----- Data -----
Issue #163, opened 2020-07-23
Sensors have too much precision.


vlebourl:
**Describe the bug**

Sensors report their values with full precision, making it hard to read

**Expected behavior**
limit to 2 digits precision.

**Screenshots**
![image](https://user-images.githubusercontent.com/5701372/88266780-140ece80-ccd0-11ea-869e-d93d11b3f0d9.png)
![image](https://user-images.githubusercontent.com/5701372/88266858-3acd0500-ccd0-11ea-8855-d3ffef3783dd.png)

**Environment (please complete the following information):**
 - **Home Assistant version:** 0.112.4
 - **Platform**: sensor
 - **ha-tahoma**: master (pre 1.7.0)

**Device:** (if your problem is related to a specific device)
Seen with io:TemperatureIOSystemSensor, somfythermostat:SomfyThermostatTemperatureSensor and somfythermostat:SomfyThermostatHumiditySensor

vlebourl:
closed with #164

PR #164, opened 2020-07-23
Round float state to 2 digits.

vlebourl:
Not sure whether we can get integer states. 
If not we can simplify by removing the if statement and rounding all the time.

Github Issue: #163


vlebourl:
Actually, python rounds an `int` without trouble. shall we just remove the if?

PR #168, opened 2020-07-24
Add more ui_classes and sort them alphabetically

iMicknl:
Merge into master after #160 is merged.


vlebourl:
isn't that a duplicate of #150?

iMicknl:
@vlebourl yes partly. However for now I just added the already supported platforms and I reordered the lists in the new structure.

vlebourl:
Nice. Do we really need to keep the other branch?

iMicknl:
@vlebourl I didn't want to close it for now, since you are also adding more classes as None. I am still not sure what I prefer / what would be nice. Let's have a look after the new integration is merged and discuss.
-----
◆ Task requirements
Using the listing, filter for "just" and return the matching lines.

◆ Task solution
Actually, python rounds an `int` without trouble. shall we just remove the if?
@vlebourl yes partly. However for now I just added the already supported platforms and I reordered the lists in the new structure.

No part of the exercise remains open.